PR #3264, opened 2022-11-01
add Flux.mergePriority that does not wait for all sources to emit

osi:
this is a solution for  #2827

modify FluxMergeComparing to support not waiting for all sources to emit an item before comparing and sending downstream.

if this approach is amenable, i will update the marble diagrams.


OlegDokuka (approved):

simonbasle (changes requested):
sounds like a workable approach, with minor comments on documentation. @osi do you need this in a `3.4.x` release? (in which case this is targeting the wrong branch). also did you want to make a dedicated marble diagram?

osi:
@simonbasle awesome - yes, i'm happy to target 3.4.x as that's the version we're using. 

i wanted to ensure the approach was reasonable before updating the marble diagrams. i'll make the suggested changes and target that branch

osi:
I'm closing this in favor of #3267 which targets 3.4.x. I've addressed the comments there, but still need to update the marble diagrams.

PR #3283, opened 2022-11-16
Update retryWhen docs on deprecated currentContext

cbrunsdon:
This should now be pointing to contextView as currentContext is deprecated

@pivotal-cla This is an Obvious Fix


simonbasle (changes requested):
nice catch ! I think there are other places where a similar change could be implemented, notably the `FluxSink` and `MonoSink` javadocs deprecation notice for `currentContext()`.

also, the notices and deprecations have been put as early as the `3.4.x` branch. would you mind retargetting your PR to that branch instead? 🙇

cbrunsdon:
Retargetted to 4.3 and picked up the other two instances, thanks.

Couldn't find anything else wrongly referencing `getContextView`, all remaining instances (on the 4.3.x branch anyway) are for the `Signal` method.

OlegDokuka (approved):

OlegDokuka:
@cbrunsdon great work! Thanks for your improvements!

- About this task
Pick out the lines above that hold the string "comments" and show them.

- The answer
sounds like a workable approach, with minor comments on documentation. @osi do you need this in a `3.4.x` release? (in which case this is targeting the wrong branch). also did you want to make a dedicated marble diagram?
I'm closing this in favor of #3267 which targets 3.4.x. I've addressed the comments there, but still need to update the marble diagrams.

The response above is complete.